• **Exercise requirements**: Would you return the material below exactly, with no line left out?

The data Start Marker

PR #3506, opened 2025-01-02
ci: Only test on compose 2.26 w/ customizations

BYK:
Docker Compose is much more robust nowadays compared to the past where we had to maintain tests for both v1 and v2 and then a specific version of v2. Hence, we are removing tests for the older versions of Docker Compose with this patch. We also remove the separate tests for customizations and w/o customizations as the one with customizations should cover the one without them anyway. This reduces the CI workload to 25% of what it was


BYK:
To be able to land this, we need to change the required checks in repo configuration.

hubertdeng123 (approved):
seems about time 👍

PR #3516, opened 2025-01-09
ci: Faster and smarter backup/restore tests

BYK:
From
```
================== 11 passed, 4 warnings in 762.35s (0:12:42) ==================
```

to
```
================== 11 passed, 4 warnings in 343.58s (0:05:43) ==================
```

The data End Marker

• **Result of this task**:
PR #3506, opened 2025-01-02
ci: Only test on compose 2.26 w/ customizations

BYK:
Docker Compose is much more robust nowadays compared to the past where we had to maintain tests for both v1 and v2 and then a specific version of v2. Hence, we are removing tests for the older versions of Docker Compose with this patch. We also remove the separate tests for customizations and w/o customizations as the one with customizations should cover the one without them anyway. This reduces the CI workload to 25% of what it was


BYK:
To be able to land this, we need to change the required checks in repo configuration.

hubertdeng123 (approved):
seems about time 👍

PR #3516, opened 2025-01-09
ci: Faster and smarter backup/restore tests

BYK:
From
```
================== 11 passed, 4 warnings in 762.35s (0:12:42) ==================
```

to
```
================== 11 passed, 4 warnings in 343.58s (0:05:43) ==================
```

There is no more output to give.